# Car spot/shuttle service for Huron river



## rad22 (Mar 26, 2018)

Is anyone aware of any car spotting service or shuttle service available on the Huron river? Specifically in dexter/Ann Arbor. I have a solo raft but can’t figure out a reasonable way to float without inconveniencing family or friends to pick me up. I checked Uber and it’s not always available. 

Any advice is appreciated 


Sent from my iPhone using Tapatalk


----------



## bob-erdown (11 mo ago)

It has been my experience that no such thing exists.

Skips doesn't do it unfortunately FAQ | Skip's Huron River Canoe Livery & Outfitters


----------



## Fishndude (Feb 22, 2003)

What are family, and friends for? lol


----------



## 6Speed (Mar 8, 2013)

Following...looked for a spotter for my wife and her yak yesterday online and didn't see anything to my surprise?


----------



## bob-erdown (11 mo ago)

I'm just guessing, but I'd say that they have such a volume of tubers and kayak/canoe rentals around here that spotting would just be an annoyance.


----------



## Out-N-About (Jan 12, 2018)

what about Uber?


----------



## rad22 (Mar 26, 2018)

Out-N-About said:


> what about Uber?



Tried looking at uber (specifically uber XL) and its not always available.
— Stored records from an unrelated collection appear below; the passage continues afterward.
PR #3858, opened 2021-12-23
[lang] Cleanup parallel sort utility

AmesingFlank:
This PR moves the `parallel_sort` function to a different place, so that we don't use `import taichi as ti`. It also moves the kernel definition outside the python function, so that the kernel isn't recompiled everytime the function is called. 

On a tangential note, this sort function is kinda slow. On my macbook, sorting the particles in mpm99 is so slow that the simulation goes down to around 1.2 FPS. This is quite bad, I might try to implement a fast radix sort.


qiao-bo (approved):
LGTM!

ailzhang:
btw I feel it's okay to do `import taichi as ti` in tools :P Is it the only motivation for this change? ;) 
`import taichi as ti` in taichi/lang might be problematic :P

AmesingFlank:
> btw I feel it's okay to do `import taichi as ti` in tools :P Is it the only motivation for this change? ;) `import taichi as ti` in taichi/lang might be problematic :P

In my original code in `tools`, the `@ti.kernel` was inside a python function, so the `kernel` decorator is not used until the function is called. As soon as I move the kernel definition to global scope, I started getting error messages that `kernel` doesn't exists. It is necessary to move the kernel definition out, because otherwise the kernel recompiles every time `parallel_sort` is called. So basically, putting a taichi kernel inside `tools` won't work.

PR #3862, opened 2021-12-23
[refactor] Add _MatrixFieldElement class

strongoier:
Related issue = #2590, #2880

This PR makes one use case of `_IntermediateMatrix` class, an element of a matrix field, more explicit. It can unblock the implementation of enabling dynamic indexing of matrix field elements.


g1n0st (approved):
LGTM, thanks!

Issue #3863, opened 2021-12-23
Provide stmt name for auto-diff related assert info


erizmr:
Provide stmt name for auto-diff related assert info for ```basic_verify```

```
TI_ASSERT_INFO(
          found,
          "IR broken: stmt {} cannot have operand {}."
          " If you are using autodiff, please check"
          " https://docs.taichi.graphics/lang/articles/advanced/"
          "differentiable_programming#kernel-simplicity-rule"
          " If it doesn't help, please report this bug by opening an issue at"
          " https://github.com/taichi-dev/taichi to help us improve."
          " Thanks in advance!",
          stmt->id, op->id);
    }
```

```
TI_ASSERT_INFO(stmt->parent == current_block_,
               "stmt({})->parent({}) != current_block({})", stmt->id,
               fmt::ptr(stmt->parent), fmt::ptr(current_block_));
```

PR #3864, opened 2021-12-23
[autodiff] Provide stmt name for auto-diff related assert info

erizmr:
Related issue = #3863

### DIFF
--- a/taichi/analysis/verify.cpp
+++ b/taichi/analysis/verify.cpp
@@ -47,14 +47,14 @@ class IRVerifier : public BasicStmtVisitor {
       }
       TI_ASSERT_INFO(
           found,
-          "IR broken: stmt {} cannot have operand {}."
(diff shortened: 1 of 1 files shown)


taichi/analysis/verify.cpp
```diff
@@ -54,7 +54,7 @@ class IRVerifier : public BasicStmtVisitor {
           " If it doesn't help, please report this bug by opening an issue at"
           " https://github.com/taichi-dev/taichi to help us improve."
           " Thanks in advance!",
-          stmt->id, op->id);
```
ailzhang, line 57: ah I feel like stmt->id might still be useful in some cases. Shall we do `{} {} cannot..., stmt->type(), stmt->id()` instead ?

erizmr: Sure. Let me do that.

ailzhang (approved):
Thanks!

Additionally, I dont know how it would work with having to pay an entrance fee to the metro parks for the uber drivers.

If anyone is interested In doing it together send me a DM


----------



## d-von223 (Jun 21, 2019)

I'm always down for a float. Love fishing south of Portage Lake dam, just don't have a buddy always around to pick me up / drop me off.


----------